Now that the trailer is out, I have to agree with Matt Walsh that a boycott is in order. Why? Because we have to draw the line somewhere. You know what my favorite movie this summer has been? Dawn of the Planet of the Apes. It isn’t because I love science fiction or fantasy—which I do. It is because there was more story and depth in that film than most of the last few years movies put together.
What we see, what we put in to our minds through our senses and through our interactions with each other, effect who we are. You ever hear “You are what you eat?” That goes for your mind as well. I’m tired of being spoonfed garbage in the book store and the box office. We need to demand more.
Writers! If you want to entertain me–enlighten me, enthrall me, thrill me—but entreat my mind to feel that. Not just my shock value and adrenaline and/or hormones. Just like “mommy porn” shouldn’t be a basis for a book or film, neither should “disaster porn”. Writers need to unlock the stories that grab the stuff they are stitched together with and they need to bleed it on to the page. That is what I want. It can be funny, dramatic–anything really as long as it is a part of you that needs to be told. You can even add city destruction if you really must or giant robots, because they can be awesome, but for the love of humanity WRITE. CREATE. Don’t pander to me. I’m in my own head if I was solely entertained there, I wouldn’t outsource. Make me feel and think new ideas. Break molds that aren’t an insult to my intelligence or integrity. It is a tall order, but if you want my money, my devotion and for me to purchase your next work and suggest it to my friends, it is the very least you can do. You aren’t a money machine, you are an artist. Make a work of art.

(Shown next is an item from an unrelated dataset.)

PR #634, opened 2026-07-06
feat(cpp): fan template-parameter receiver calls out to all interface implementers

vitali87:
## Problem

Second class from the nlohmann/json C++ dogfood (after operator roots, #632). The JSON parser dispatches SAX events through a template-parameter receiver:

Women, for the sake of our daughters, don’t show them that real literature is lack of character development, decent dialogue, and plot. Let their imaginations thrive on how great they can be someday, where they can go, and what adventures life can lead to. Help them see that life can have ups and down like a story, but life isn’t the bedroom. “Life” is the meat of the plot that drives the book to be fascinating. Your characters grow and explore and are whimsical, or dramatic and deep. Again, the bedroom isn’t the main course of life, it is the dessert. Let our girls know that desserts should be sweet and enjoyable. Let them see that the sky is the limit and all good things are possible. But teach them that the “nice guy” who would treat them like royalty is the one they want instead of romanticizing rich and exclusive emotional baggage turned abusive as an ideal beau.
Women teach your sons to have taste in actual storytelling, and please let them at least think that you do too. But more over, teach them something that is consistent when it comes to our gender. It is downright confusing to teach them to be gentlemen, and then ogle the opposite. Please teach them that a gentleman isn’t a suit and full wallet; it is an ideal of how to interact with other people. Nurture that chivalrous ability they have that is so charming and to have strength of character. To stand for what they believe in, to use their common sense and way they look at the world to compliment their potential mate.
I return, I’ll raise my daughters to understand that sexy isn’t cold, bland men with issues in the bedroom, but someone you can enjoy time with and go on adventures together, even if they aren’t romantic world travel getaways and look more like Malcom in the Middle episodes. But you can bet that when my kids grow up and life gives them the days that there isn’t much to talk about but books, movies and such, they’ll have more on their mind to talk about than garbage novels and their movie counterparts.